Patients also must be monitored over time for development of
unanticipated adverse effects of CAR-T cells, such as relapse of the primary
malignancy, secondary malignancies, and mutagenic potential of the CAR-T cells
themselves. Long-term monitoring involves careful consideration of the previous
CAR-T cell therapy to ensure any potential effects of the treatment are
identified. Awareness of the anticipated, unanticipated, specific, and general
side effects can help guide clinical laboratories to investigate how testing can
be improved upon as more becomes known about the different CAR-T cells—both
those now in clinical use and the ones to come.
NEW THERAPIES ON THE
HORIZON
CARs can differ in clinical targets, genetic structure, and
even the cell in which the CAR resides.

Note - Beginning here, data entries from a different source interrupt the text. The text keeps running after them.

PR #538, opened 2025-08-29
Improve the model fluency

iocanel:
The pull request introduces auxillary DSLs that can be used for the following:

- for
- while
- if
- switch
- and more

Additionally, it refactors almost all uses of StringStatement, replacing them with the actual API use.

The pull request improves the code base in the following ways:
- Code maintainability
- Generated code readibility and correctness
- Flexibility refactorability.

## Flexibility refactorability
An issue with string concatenation is the time of the evaluation (expressions are rendered partially when we concatenate the strings). There are a few cases in our code base where this is uneeded and problematic, which lead to the use of `StingSupplier` which makes code harder to read and maintain. With the use of the API the code is rendered on demand and not on TypeDef defintion, meaning that it opens up the way for manipulation.

### DIFF
--- a/model/base/src/main/java/io/sundr/model/IfDslThenStep.java
+++ b/model/base/src/main/java/io/sundr/model/IfDslThenStep.java
@@ -31,6 +31,14 @@ public class IfDslThenStep implements Statement {
     return new If(condition, Block.wrap(statements));
   }
 
+  void setCondition(Expression condition) {
+    this.condition = condition;
+  }
+
+  void setStatements(List<Statement> statements) {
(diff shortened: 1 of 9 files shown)


iocanel:
BTW, the changes seem to work with the kubernets-client.

iocanel:
@metacosm: Thanks for having a look. It does improve the legibility and maintainability of the code.

manusa:
Did a quick pass over every changed file.
Doesn't look like it should introduce breaking changes downstream.
Looks good.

Even as the two FDA-approved CAR-T cell
therapies disseminate in practice, researchers are continuing to develop other
CAR-T cells and other genetically modified cellular therapies.
CAR-T cells
are very attractive as a potential therapy because they are fairly simple to
construct, customizable, and have already shown the potential to alter the
clinical course of diseases with otherwise very poor survival. The CAR construct
can be modified to recognize different targets, such as B cell maturation
antigen on multiple myeloma cells or mesothelin on certain solid tumors. Both
these therapies are under clinical development and have undergone testing in
humans.
Development of CAR-T cells expressing different target antigens
requires thoroughly evaluating their side effect profiles in preclinical and
clinical trials to identify any on-target/off-tumor effects, their potential
clinical impact, and strategies to monitor and treat patients.
Laboratory
evaluation of patients throughout the process of CAR-T cell therapy is critical
to identify information that might be useful to monitor success or mitigate side
effects of this therapy. Furthermore, knowledge and familiarity with the
potential clinical and laboratory presentations of patients who undergo CAR-T
cell therapy will encourage all providers to anticipate and adapt quickly to the
changing CAR-T cell clinical landscape and will help to optimize care for
patients who receive currently used CAR-T cells as well as those to come.